Предположительно, поездка была утром 25 июня, потому что мы уже зафиксировали появление Сталина в Кремле. Какое было первое впечатление от встречи с вождем?
«Застали его в малой столовой сидящим в кресле. Увидев нас, буквально окаменел. Голова ушла в плечи, в расширенных глазах явный испуг. (Сталин, конечно, решил, что мы пришли его арестовывать). Он вопросительно смотрит на нас и глухо выдавливает из себя: «Зачем пришли?» Заданный им вопрос был весьма странным. Ведь, по сути дела, он сам должен был нас созвать».
Вообще, эту буйную фантазию, видимо, все же ошибочно приписали Анастасу Ивановичу. Уж он-то должен был знать и помнить, что за его долгую жизнь, находясь в руководстве партии, он ни разу не участвовал даже в арестах простых секретарей райкомов партии, — ну, а чтобы поднять руку на своего брата по Политбюро, такая идиотская мысль вряд ли могла придти ему в голову.
Если и пришли бы, предположим, с целью ареста Сталина, — ведь по версии «Микояна», тот «Сталин в кресле» решил же, что его пришли арестовывать, — то какое же должно было быть обвинение и в чем, конкретно, оно должно было выражаться? Поэтому, стоит ли удивляться, читая, что Сталин «вопросительно смотрит» на прибывших товарищей, ему ведь тоже не ясно: «За что?» Может за то, что оскорбил в Наркомате обороны «мужественного» Жукова и после этого молчком уехал к себе на дачу? А скорее всего, за то, что «всякая связь с ним оборвалась». А ведь по законам военного времени это действие могло быть приравнено к диверсии.

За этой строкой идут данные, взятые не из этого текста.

PR #54039, opened 2025-05-22
quality: improve test for kubernetes-dashboard-auth package

sanjayk0508:
In package tests, we run the `dashboard-auth` service directly on localhost and cannot use `kubectl proxy`. This means we cannot test API endpoints like `/api`, `/livez`, or `/readyz`, as they are exposed via the k8s API server (on port 8001) and not directly by the service on port 8000.

### DIFF
--- a/kubernetes-dashboard-auth.yaml
+++ b/kubernetes-dashboard-auth.yaml
@@ -48,13 +48,14 @@ test:
   pipeline:
     - uses: test/kwok/cluster
     - name: "Setup test environment"
+    - name: Verify kubernetes-dashboard-auth installation
       runs: |
-        # Create service account and RBAC
-        kubectl create serviceaccount test-user
-        kubectl create clusterrolebinding test-user-admin \
-          --clusterrole=cluster-admin \
-          --serviceaccount=default:test-user
-        sleep 2
+        dashboard-auth --address=0.0.0.0 --apiserver-host="https://accounts.google.com" --kubeconfig=/root/.kube/config &> dashboard-auth.log &
+        sleep 5
+        grep "Starting Kubernetes Dashboard Auth" dashboard-auth.log || exit 1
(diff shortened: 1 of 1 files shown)


kranurag7:
we can consider using `kubectl get --raw /` if we're able to query the endpoints that way.

sanjayk0508:
thanks @kranurag7 for the suggestion, have update the test, works fine, LMK if we need anything else

kubernetes-dashboard-auth.yaml
```diff
@@ -51,6 +56,37 @@ test:
...
+            --apiserver-host="https://127.0.0.1:32764" \
+            --kubeconfig=/root/.kube/config \
+            --apiserver-skip-tls-verify \
+            -v=4
+        timeout: 30
+        expected_output: |
+          "Starting Kubernetes Dashboard Auth" version="${{package.version}}"
+          "Listening and serving insecurely on" address="0.0.0.0:8000"
+        post: |
+          wait-for-it -t 30 localhost:8000 || exit 1
```
Dentrax, line 80: Should exit by default.
```suggestion
          wait-for-it -t 30 localhost:8000
```

kubernetes-dashboard-auth.yaml
```diff
@@ -51,6 +56,37 @@ test:
...
+
+          # Check Kubernetes API health
+          for endpoint in / /readyz /livez /openapi/v2; do
+          echo "Checking $endpoint..."
+          kubectl get --raw "$endpoint" || {
+            echo "Failed to query $endpoint"
+            exit 1
+          }
+          done
```
Dentrax, line 89: Not sure if we need this as we are talking with API server, not with the dashboard.

Dentrax (changes requested):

К тому же кресло, в котором сидел Сталин, что-то плохо вписывается в интерьер столовой. Из жизни кремлевских богов, что ли, — обедать, сидя в кресле? Лучше всего для этой залы подходят стулья или широкие лавки.
Теперь внешний вид вождя. Каким должен был выглядеть человек, перенесший сильное отравление? Это только Никита Сергеевич в вышитой рубашке мог радовать членов Политбюро своим «гопаком». И если человек после болезни еще слаб и требует отдыха, лучше всего ему, конечно, находиться в состоянии полусидя или полулежа.